Look below for the line holding "calls. The loop" and the line holding "SEEN target despite the exclusion (a selector". Transcribe exactly those lines and all lines between them, nothing more.
----------
PR #1084, opened 2026-06-03
dispatch: fan-out exclusion — re-surfaced targets no longer halt the loop (#1062)

natb1:
Closes #1062

## Problem

The autonomous fan-out loop in `dispatch-materialize-spawn` fills `gap` slots by
calling the stateless `dispatch-select-target` once per iteration. A `SEEN` guard
stopped the **entire** loop the moment selection re-returned any already-processed
target. Because `dispatch-select-target` is stateless and deterministic — it
always returns the single highest-priority target and cannot be told to exclude
one — a target that re-surfaces ended the whole fan-out even when distinct
startable leaves remained lower in the priority order.

A target re-surfaces via two common mechanisms, and the fix is agnostic to which:

1. **Registration-visibility lag** — a just-spawned worker is verified-registered
   but not yet reflected in the next selection's `worktree_has_live_session`
   daemon query, so its leaf re-surfaces.
2. **Fast self-close leaving an orphan worktree** — a worker whose phase completes
   in seconds self-closes before the next selection. Its worktree is now an orphan
   (on disk, no live session), which by design is a reuse signal, not a conflict —
   so its target re-surfaces.

## Fix

Turn the `SEEN` set into a true **exclusion** mechanism. The loop passes its
already-processed target numbers to `dispatch-select-target`, which threads them
into its queue scan and into `dispatch-trace-leaf`, so selection returns the
*next* distinct target instead of re-returning a seen one. The loop then stops
only on a genuine `empty` (or a deferred selection / hard error), never on a
re-selection.

The exclusion wire format is variadic integers (`--exclude 839 720 508`), so the
caller expands `--exclude "${!SEEN[@]}"` directly.

### Unit 1 — `dispatch-trace-leaf`
Accepts `--exclude <n>...`; the topological-leaf branch refuses to return an
excluded leaf, so the descent advances past it to the next startable
sibling/leaf. One change point covers both the root and every descended leaf.

### Unit 2 — `dispatch-select-target`
Accepts `--exclude <n>...`; applies it during the queue scan **before** bucket
recording (PR rows filtered by their branch issue-prefix before `FIRST_PR` is
populated, so the next-oldest PR in an already-tapped bucket surfaces) and threads
it into the leaf trace (so a multi-leaf subtree whose first leaf is excluded
advances to the next startable leaf).

### Unit 3 — `dispatch-materialize-spawn`
The fan-out loop passes its `SEEN` set as `--exclude`. The `no further distinct
targets` normal stop is removed; in its place is a defensive backstop that breaks
only if selection re-returns a `SEEN` target despite the exclusion (a selector
contract violation) — unreachable in normal operation, present to prevent an
infinite loop.

## Tests

`test-dispatch-scripts.sh` covers, across all three scripts:
- a fan-out where selection would otherwise re-return an already-spawned target —
  via a lagged-live worktree and via an orphan (self-closed) worktree — instead
  continues to the next distinct leaf and fills the gap;
- a multi-leaf subtree whose first leaf is excluded drains to the next startable
  leaf;
- the loop terminates cleanly on a genuinely empty frontier;
- the defensive backstop fires (no hang) if the selector violates its contract;
- the `no further distinct targets` string never appears on any path.

Full suite: 1394/1394 passing.

### DIFF
--- a/.claude/skills/dispatch-propagate/scripts/dispatch-materialize-spawn
+++ b/.claude/skills/dispatch-propagate/scripts/dispatch-materialize-spawn
@@ -388,13 +388,22 @@ if [[ "$MODE" == "explicit" ]] || (( GAP <= 1 )); then
 fi
 
 # Fan out: fill up to GAP slots in one held-lock run. Target 1 is the passed-in
-# N; targets 2..GAP come from successive dispatch-select-target calls. Each
-# spawned worker registers before the next selection (#945/#905), so the next
-# dispatch-select-target skips its now-live-owned worktree and yields a distinct
-# target. A SEEN guard additionally stops the run if selection ever returns an
-# already-processed target (a non-spawning outcome that did not remove the
-# target from the queue), bounding the loop. Per-target park/skip outcomes are
-# recorded and the loop continues; the lock is released ONCE at the end.
+# N; targets 2..GAP come from successive dispatch-select-target calls. The loop
+# passes its SEEN set as `--exclude` to dispatch-select-target so selection
+# yields the NEXT distinct target instead of re-returning an already-processed
+# one (#1062). A re-return would otherwise happen via two mechanisms: (1)
+# registration-visibility lag — a just-spawned worker is verified-registered but
+# not yet visible to the next selection's liveness query (#945/#905), so its
+# leaf re-surfaces; or (2) a fast self-close leaving an orphan worktree, which
+# selection treats as a reuse signal (not a conflict) and does not skip. The
+# exclusion defeats both: an excluded target is filtered during the queue scan
+# (and threaded into the leaf trace), so the loop advances to the next distinct
+# startable leaf. The loop stops only on a genuine `empty`, a deferred selection
+# (main-broken / jit-reminder), or a hard error — plus a defensive backstop if
+# selection ever re-returns a SEEN target despite the exclusion (a selector
+# contract violation), to prevent an infinite loop. Per-target park/skip
+# outcomes are recorded and the loop continues; the lock is released ONCE at the
+# end.
 declare -A SEEN=()
 spawned=0
 stop_reason="gap filled"
@@ -437,7 +446,9 @@ while :; do
       ;;
   esac
   (( spawned >= GAP )) && break
-  SELECTED=$("$SCRIPT_DIR/dispatch-select-target") || true
+  exclude_args=()
+  (( ${#SEEN[@]} > 0 )) && exclude_args=(--exclude "${!SEEN[@]}")
+  SELECTED=$("$SCRIPT_DIR/dispatch-select-target" "${exclude_args[@]}") || true
   case "$SELECTED" in
     pr\ *)
       # Extract the branch from "pr <pr_num> <branch> <phase>" without clobbering $@.
@@ -451,8 +462,14 @@ while :; do
        echo "dispatch-materialize-spawn: dispatch-select-target emitted unexpected '$SELECTED' in fan-out" >&2
        exit 2 ;;
   esac
+  # Defensive backstop (#1062): the loop passes SEEN as --exclude, so
+  # dispatch-select-target must never return an already-processed target. If it
+  # somehow does, that is a selector contract violation — break rather than spin
+  # forever. This stop is unreachable in normal operation; the loop's real
+  # terminators are `empty`, a deferred selection, and hard errors above.
   if [[ -n "${SEEN[$cur_n]:-}" ]]; then
-    stop_reason="no further distinct targets"
+    echo "dispatch-materialize-spawn: dispatch-select-target re-returned already-processed target #$cur_n despite --exclude (contract violation); stopping fan-out to avoid an infinite loop" >&2
+    stop_reason="selection re-returned an excluded target (unexpected)"
     break
   fi
 done
--- a/.claude/skills/dispatch-propagate/scripts/dispatch-select-target
+++ b/.claude/skills/dispatch-propagate/scripts/dispatch-select-target
@@ -136,8 +136,8 @@ fi
 
 # Build the leaf-trace passthrough once: the excluded numbers thread into
 # dispatch-trace-leaf (#1062) so a multi-leaf subtree descends past an excluded
-# leaf. Only constructed when non-empty so "${EXCLUDE_ARGS[@]}" expands to
-# nothing under set -u when no exclusion was requested.
+# leaf. Only constructed when non-empty so the call site passes no --exclude
+# flag at all when no exclusion was requested.
 EXCLUDE_ARGS=()
 (( ${#EXCLUDED[@]} > 0 )) && EXCLUDE_ARGS=(--exclude "${!EXCLUDED[@]}")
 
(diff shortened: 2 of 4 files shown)


natb1:
## QA pass — autonomous (#1062)

**Path:** non-browser — the change is confined to dispatch shell scripts
(`dispatch-materialize-spawn`, `dispatch-select-target`, `dispatch-trace-leaf`)
plus their test suite. No frontend surface, so the walkthrough is machine-verifiable
checks rather than a browser demo.

### Items walked

| # | Item | Result |
|---|---|---|
| 1 | Full `test-dispatch-scripts.sh` regression | **PASS** (1394/1394) |
| 2 | `dispatch-trace-leaf --exclude` argument parsing | **PASS** |
| 3 | `dispatch-select-target --exclude` argument parsing | **PASS** |
| 4 | `bash -n` syntax check (3 scripts + test) | **PASS** |

**PASS: 4 · FAIL: 0 · SKIP: 0**

### Acceptance-criteria coverage (all green in the suite)

- **(a)** registration-lag re-surface → fan-out still fills the gap (`fanout-lag`)
- **(a)** orphan self-closed re-surface → fan-out still fills the gap (`fanout-orphan`)
- **(b)** multi-leaf subtree, first leaf excluded → drains to the next startable leaf
  (`fanout-subtree`; trace `701→702`; select `5500→5501`)
- **(c)** genuinely empty frontier → loop stops cleanly (`fanout-empty`)
- Backstop: a selector contract violation breaks the loop and names the violation (`backstop`)
- `no further distinct targets` stop is no longer reachable in normal operation

### Deferred to office-hours

None — no needs-human-judgment items.

### Bugs

None.

natb1:

Ran `/code-review max --fix` over the branch diff. Two findings, both fixed in-tree.

### Findings that were fixed

- **`dispatch-select-target:139` — inaccurate guard comment.** The comment claimed the `EXCLUDE_ARGS` empty-array guard exists so the array "expands to nothing under `set -u`", but empty indexed arrays are nounset-safe on bash 4.4+. Corrected the rationale to describe the actual behavior: the guard ensures the call site passes no `--exclude` flag at all when no exclusion was requested. (commit ddeb5c4c)
- **`dispatch-trace-leaf:92` — stray args after `--exclude` silently dropped.** The integer-consuming loop stopped at the first non-integer token but nothing checked for leftover positional args, so a typo'd flag after the `--exclude` run was silently ignored. Added a usage-error guard that exits non-zero on any remaining args. No current caller triggers this (the only caller passes pure integers), but a future caller with a typo now gets a clear diagnostic. (commit ddeb5c4c)

No informational, disregarded, or deferred findings — the core exclusion mechanism (`--exclude` threaded through the queue scan before `FIRST_PR`/`FIRST_ISSUE` population and into the leaf trace) reviewed as correct.

natb1:
## Fixed
_None._

## Informational
- Defensive backstop: `cur_n` is parsed from `SELECTED` before the `SEEN[$cur_n]` backstop check fires — ordering is correct.
- Parser asymmetry: `dispatch-trace-leaf` rejects any trailing arg after the `--exclude` integer run, while `dispatch-select-target` stops the integer run at the next flag. Safe given the controlled caller, which only ever passes `--exclude <n>...` as the final args.
- `exclude_args` is rebuilt from `SEEN` each fan-out iteration so the latest spawned target is included — a cached array would be stale.
- The backstop stop-reason string (`selection re-returned an excluded target (unexpected)`) is asserted verbatim by its test; the test label is just a human name.
- `MAT_QUEUE` is read space-separated into an array (`read -r -a`); the tests pass space-separated input, so this is correct.
- Test 23's `2>&1 1>/dev/null` ordering captures only stderr — the intended behavior, used consistently elsewhere in the suite.
- `--exclude` is not forwarded in the `--qa` / `--health-only` paths, but the QA path selects only PRs (whose exclusion is handled directly in the PR scan), so this is not a gap.
- `SEEN` stores the branch issue-prefix as its key (`cur_n="${_pr_branch%%-*}"`), matching `dispatch-select-target`'s `pr_issue_num="${pr_branch%%-*}"` — the two sides key consistently.
- `"${!SEEN[@]}"` expands associative-array keys in unspecified order; the exclusion is an order-independent set, so this is fine.

## Dismissed
_None._

## Deferred
_None._

natb1:
## Security review — `dispatch` `--exclude` fan-out exclusion (#1062)

**Changed surface:** `code` (four bash scripts under
`.claude/skills/dispatch-propagate/scripts/`: `dispatch-materialize-spawn`,
`dispatch-select-target`, `dispatch-trace-leaf`, `test-dispatch-scripts.sh`).
`deps=false`, `app_or_rules=false`.

**Reviewers run:** input-validation, secrets, red-team, built-in
`/security-review` (all four unconditional-on-code reviewers), plus CodeQL
inline. App-domain reviewers (auth, data-exposure, Firebase) and the dependency
audit were skipped as structurally N/A — no application code, Firestore/Storage
rules, or `package.json`/`package-lock.json` changes.

**Scans:** CodeQL — `0` open alerts for this PR ref. Dependency audit — not run
(`deps=false`). Secrets — none. Built-in `/security-review` — no findings.

### Findings & dispositions

No `required` findings — no code change. Every reviewer finding was traced to a
pre-existing convention assumption or an unreachable precondition in the changed
code:

| # | Finding | Disposition |
|---|---|---|
| A | Non-numeric PR branch prefix (a branch without an `<N>-` prefix) selected as a fan-out continuation target produces a non-integer `cur_n`, which the diff then expands into `--exclude`, theoretically aborting the fan-out (DoS). *(red-team: high; input-validation: medium)* | **Not fixed — false positive.** The exploit path is unreachable: in the fan-out loop, `process_one_target` runs `dispatch-resolve-worktree "$cur_n" queue` (`dispatch-materialize-spawn:413` → `:242`) **before** the `--exclude` is built (`:450`). `dispatch-resolve-worktree` rejects any non-numeric arg with `^[1-9][0-9]*$` (`:54`) and exits 1, so a non-numeric `cur_n` already aborts the loop one step earlier — independent of this diff. The branch-prefix=issue-number assumption is a pre-existing convention, not introduced here. The receiving-side parsers in the changed code both correctly validate `^[0-9]+$` before storing an exclude token. |
| B | Empty `cur_n` from a branch name starting with `-` (DoS). *(red-team: medium)* | **Not fixed — false positive.** Same `dispatch-resolve-worktree` guard rejects an empty arg first; Git refs cannot begin with `-`. |
| C | The `--exclude` integer guard `^[0-9]+$` accepts `"0"` rather than `^[1-9][0-9]*$`. *(input-validation: low)* | **Not fixed — false positive / non-issue.** GitHub issue numbers start at 1; `EXCLUDED["0"]` can never match a real target, so it cannot cause a false exclusion. A pure hardening nit with no reachable security impact. |
| D | A flat help-wanted issue already in the exclude set still incurs a `dispatch-trace-leaf` subprocess (two `gh` calls) before the leaf is found excluded. *(red-team: high-confidence, but performance)* | **Not fixed — out of scope.** A latency/efficiency observation, not a security weakness; no follow-up filed (the follow-up threshold is for CodeQL/npm advisories). |
| E | `SELECTED=$(... ) \|\| true` masks a non-zero `dispatch-select-target` exit as an empty selection. *(red-team: low)* | **Not fixed — out of scope.** Observability nit; the selector's stderr still surfaces the real error, and the catchall already exits rather than spinning. Not a security weakness. |

### Verdict

The exclusion mechanism is sound: both receiving-side parsers
(`dispatch-select-target`, `dispatch-trace-leaf`) validate each `--exclude`
token as a digit-run before use, the associative-array keys are pre-validated
integers expanded under double-quotes (no word-splitting/glob/injection), and
no secrets, no new attack surface, no auth/data-exposure surface, and no
CodeQL alerts are introduced. No required fixes; PR marked ready.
----------
- RESPONSE TO THIS EXERCISE
+# N; targets 2..GAP come from successive dispatch-select-target calls. The loop
+# passes its SEEN set as `--exclude` to dispatch-select-target so selection
+# yields the NEXT distinct target instead of re-returning an already-processed
+# one (#1062). A re-return would otherwise happen via two mechanisms: (1)
+# registration-visibility lag — a just-spawned worker is verified-registered but
+# not yet visible to the next selection's liveness query (#945/#905), so its
+# leaf re-surfaces; or (2) a fast self-close leaving an orphan worktree, which
+# selection treats as a reuse signal (not a conflict) and does not skip. The
+# exclusion defeats both: an excluded target is filtered during the queue scan
+# (and threaded into the leaf trace), so the loop advances to the next distinct
+# startable leaf. The loop stops only on a genuine `empty`, a deferred selection
+# (main-broken / jit-reminder), or a hard error — plus a defensive backstop if
+# selection ever re-returns a SEEN target despite the exclusion (a selector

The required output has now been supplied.